From M to M...You Asked & Now You'll Receive :)

Jessica from From Marriage to Motherhood commented on my last post that she would have liked me to elaborate a bit more & after thinking and thinking about it overnight, I agree. So here it is :)

One of the reasons all of the said praise upsets me so much is because Ryan and I are PARTNERS. Partners in life, partners in work, partners in fun and most importantly partners in raising our kids. Never once has either of us looked at each other as helpers...if he ever described me as his helper, he would need help walking. I would hope he would be just as upset if I called him the same.

I grew up in a family where my parents were the same way. My dad coached our soccer teams, helped do our hair in the morning [I have 2 younger sisters], made us snacks when we took a bath [cheese & crackers for me- he would knock and leave it outside the door- seriously one of my favorite memories], I could go on and on. He was never my mom's "helper".

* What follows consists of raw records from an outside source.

PR #538, opened 2019-10-02
CEDS-1523 - retain the previously selected option...

SteveSugden:
...when returning to the choice page

### DIFF
--- a/app/controllers/ChoiceController.scala
+++ b/app/controllers/ChoiceController.scala
@@ -47,10 +47,10 @@ class ChoiceController @Inject()(
 
   private val logger = Logger(this.getClass)
 
-  def displayPage(previousChoice: Option[String] = None): Action[AnyContent] = authenticate.async { implicit request =>
-    def pageForPreviousChoice(previousChoice: Option[String]) = {
+  def displayPage(previousChoice: Option[Choice]): Action[AnyContent] = authenticate.async { implicit request =>
+    def pageForPreviousChoice(previousChoice: Option[Choice]) = {
       val form = Choice.form()
-      choicePage(previousChoice.fold(form)(choice => form.fill(Choice(choice))))
+      choicePage(previousChoice.fold(form)(form.fill))
     }
 
     request.declarationId match {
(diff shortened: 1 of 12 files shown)


app/controllers/ChoiceController.scala
```diff
@@ -47,14 +47,19 @@ class ChoiceController @Inject()(
 
   private val logger = Logger(this.getClass)
 
-  def displayPage(): Action[AnyContent] = authenticate.async { implicit request =>
+  def displayPage(previousChoice: Option[String] = None): Action[AnyContent] = authenticate.async { implicit request =>
+    def pageForPreviousChoice(previousChoice: Option[String]) = previousChoice match {
+      case Some(choice) => choicePage(Choice.form().fill(Choice(choice)))
```
bambuchaAdm: what do you think about
```
val form = Choice.form()
previousChoice.fold(form)(form.fill)
```
?

conf/app.routes
```diff
@@ -42,6 +42,6 @@ GET         /start                                         controllers.StartCont
 
 # Declaration Choice Page
 
-GET         /choice                                        controllers.ChoiceController.displayPage()
+GET         /choice                                        controllers.ChoiceController.displayPage(previousChoice: Option[String] ?= None)
```
bambuchaAdm: Can we add `QueryStringBindable` for `Choice` ? 

I am thinking about usage of Null Object Pattern here with object `NoChoice` as explicit null but maybe it is too much complication ?

app/controllers/ChoiceController.scala
SteveSugden: Not sure it adds to readability.  But because I don't do much folding I've done the change

conf/app.routes
SteveSugden: I agree! (That it's too much complication)

bambuchaAdm: Depending of which code - little more complicated at at `Choice` definition but all clients are not have to deal with Option everywhere

SteveSugden: I've implemented Lukasz'z suggestion, if you want to take a 2nd look

SteveSugden:
test this please

PR #539, opened 2019-10-02
CEDS-1773 - additional holder of authorisation codes for No Deal 

SteveSugden:


test/services/HolderOfAuthorisationCodeSpec.scala
```diff
@@ -41,5 +41,11 @@ class HolderOfAuthorisationCodeSpec extends UnitSpec {
       val codes = HolderOfAuthorisationCode.all.filter(code => Set("ACE", "UKCS").contains(code.value))
       codes mustBe List(HolderOfAuthorisationCode("ACE"), HolderOfAuthorisationCode("UKCS"))
     }
+
+    "contain values for CEDS-1773" in {
```
PatrykRudnicki: I think it should be differen name for the test

SteveSugden: Got any suggestions?

PR #540, opened 2019-10-02
CEDS-1772 - align page title with GOV.UK standard

SteveSugden:
Initial commit for comment


app/views/Title.scala
```diff
@@ -0,0 +1,29 @@
...
+ * limitations under the License.
+ */
+
+package views
+
+import play.api.i18n.Messages
+
+object Title {
+
+  def createTitle(headingKey: String, sectionKey: Option[String] = None)(implicit messages: Messages): String =
```
bambuchaAdm: can we goes with default in `sectionKey` as empty string instead of Option - having empty would means not use it and leads to much easier call site

SteveSugden: Sure. I thought "" was the devils work?

ed0906: This could be a case class e.g 
```
case class Title(headingKey: String, sectionKey: Option[String] = None) {
    def toString(implicit messages: Messages) = ...
}
```

Then main template can be changed to only accept a `Title` type

SteveSugden: Adopted Ed's suggestion

app/views/declaration/items_summary.scala.html
```diff
@@ -18,49 +18,44 @@
...
 @this(main_template: views.html.main_template)
 
 
 @(mode: Mode, items: List[ExportItem], itemsErrors: Seq[FormError] = Seq.empty)(implicit request: Request[_], messages: Messages)
 
-@main_template(
-    title = messages("supplementary.items")
-) {
-    @components.back_link(routes.PreviousDocumentsController.displayPage(mode), mode)
+@defining(if(items.isEmpty) { messages("supplementary.itemsAdd.title") }
```
bambuchaAdm: can we extract this as local twirl variable ?

bambuchaAdm: I think use case for non, singular, plural use case would be quite ofter - maybe having simple apply method like
```
def apply(count: Int, none: String, singular: String, plural: String): Title = count match {
  case 0 => none
  case 1 => singular
  case _ => plural
}
```
As helper method for this case would simplify this code.

Extra: AFAIR java.text.format have support for conditional messages - maybe it would be worth to have quick look over topic.

app/views/declaration/seal_summary.scala.html
```diff
@@ -21,27 +21,30 @@
...
 @(mode: Mode, form: Form[YesNoAnswer], container: Option[Container])(implicit request: Request[_], messages: Messages)
 
 @defining(container.map(_.id).getOrElse("")) { containerId =>
 
-    @main_template(
-        title = messages("standard.seal.title", containerId)
-    ) {
-
-        @components.back_link(controllers.declaration.routes.TransportContainerController.displayContainerSummary(mode), mode)
+    @defining(container.map(_.seals).getOrElse(Seq.empty)) { seals: Seq[Seal] =>
```
bambuchaAdm: Same as items but with two arguments apply ?

app/views/declaration/summary/summary_page.scala.html
```diff
@@ -25,13 +25,18 @@
...
+@import views.Title
 
 @this(main_template: views.html.main_template)
 
 @(mode: Mode, suppDecData: SupplementaryDeclarationData, legalDeclarationForm: Form[LegalDeclaration])(implicit request: JourneyRequest[_], messages: Messages, appConfig: AppConfig)
 
 @main_template(
-    title = messages("supplementary.summary.title")
+    title = mode match {
+        case Mode.Normal => Title("supplementary.summary.normal-header")
```
bambuchaAdm: Can we move this logic to Title companion ?

test/views/TitleSpec.scala
```diff
@@ -0,0 +1,40 @@
...
+ */
+
+package views
+
+import org.scalatest.MustMatchers
+import views.declaration.spec.UnitViewSpec
+
+class TitleSpec extends UnitViewSpec with MustMatchers {
+
+  override val messages = realMessagesApi.preferred(request)
```
bambuchaAdm: can we do this with messages stub ?

PR #541, opened 2019-10-03
CEDS-1543 Added validation for additional fiscal references

PatrykRudnicki:


app/services/cache/ExportItem.scala
```diff
@@ -43,8 +43,13 @@ case class ExportItem(
     fiscalInformation.exists(_.onwardSupplyRelief == FiscalInformation.AllowedFiscalInformationAnswers.yes)
 
   def isCompleted: Boolean =
-    procedureCodes.isDefined && fiscalInformation.isDefined && itemType.isDefined &&
+    procedureCodes.isDefined && isFiscalInformationCompleted && itemType.isDefined &&
       packageInformation.nonEmpty && commodityMeasure.isDefined && additionalInformation.isDefined
+
+  private def isFiscalInformationCompleted: Boolean =
```
bambuchaAdm: can we move this to fiscal information object ?

app/services/cache/ExportItem.scala
```diff
@@ -43,8 +43,13 @@ case class ExportItem(
...
+    if (fiscalInformation.isDefined && fiscalInformation.map(_.onwardSupplyRelief) == Some(yes))
```
bambuchaAdm: fiscalInformation.exists(_.isDefined)

PatrykRudnicki: Changed implementation

app/services/cache/ExportItem.scala
PatrykRudnicki: this method based on information in fiscal information and additional fiscal information. Decision about completed is connected only from whole item perspective. I think this is better place for this method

We won't be teaching our boys that one parent is more important or more distant than the other. I think the 1950's mindset of mothers needing to do all the child rearing is really outdated and won't be a part of my family. If it works for your family....great but don't toot my husband's horn for doing what he should be and loves doing. He is an excellent father and I will admit he does do a lot more than a lot of other dads we know. It comes very natural to him, perhaps I just got lucky with a husband who wants and strives to be the best dad he can & doesn't sit back and let me do all the work.

I did want to add one thing now that I have gone back and read both posts. Please don't confuse my point with not making your husband feel appreciated. I know I'm pretty crappy at times making Ryan feel appreciated but I hope he does know that I am grateful. & I appreciate the fact that he had tacos ready and waiting for me when I got home from work last night and that he woke up with Holden in the middle of the night, just like I'm sure he appreciates me getting both boys up, ready and off to day care this morning because he had to leave for work at 4:30 this morning. It's give and take that should come naturally in partnerships...at least ours.

4 comments:

Jody said...

Love this! I agree 100%.

B F said...

I love the word you used... Partners. It's so true!

oh yeah, and my husband gets up with the kids at night too! It's the partnership thing to do! :)

Sarah said...

amen sister!

Verna said...

I agree! I hate it when men have a hard time taking care of their children, by themselves. We don't make babies by ourselves, we shouldn't be raising them by ourselves. My husband is just as able to take care of our son as I am. I don't have to worry about them at all!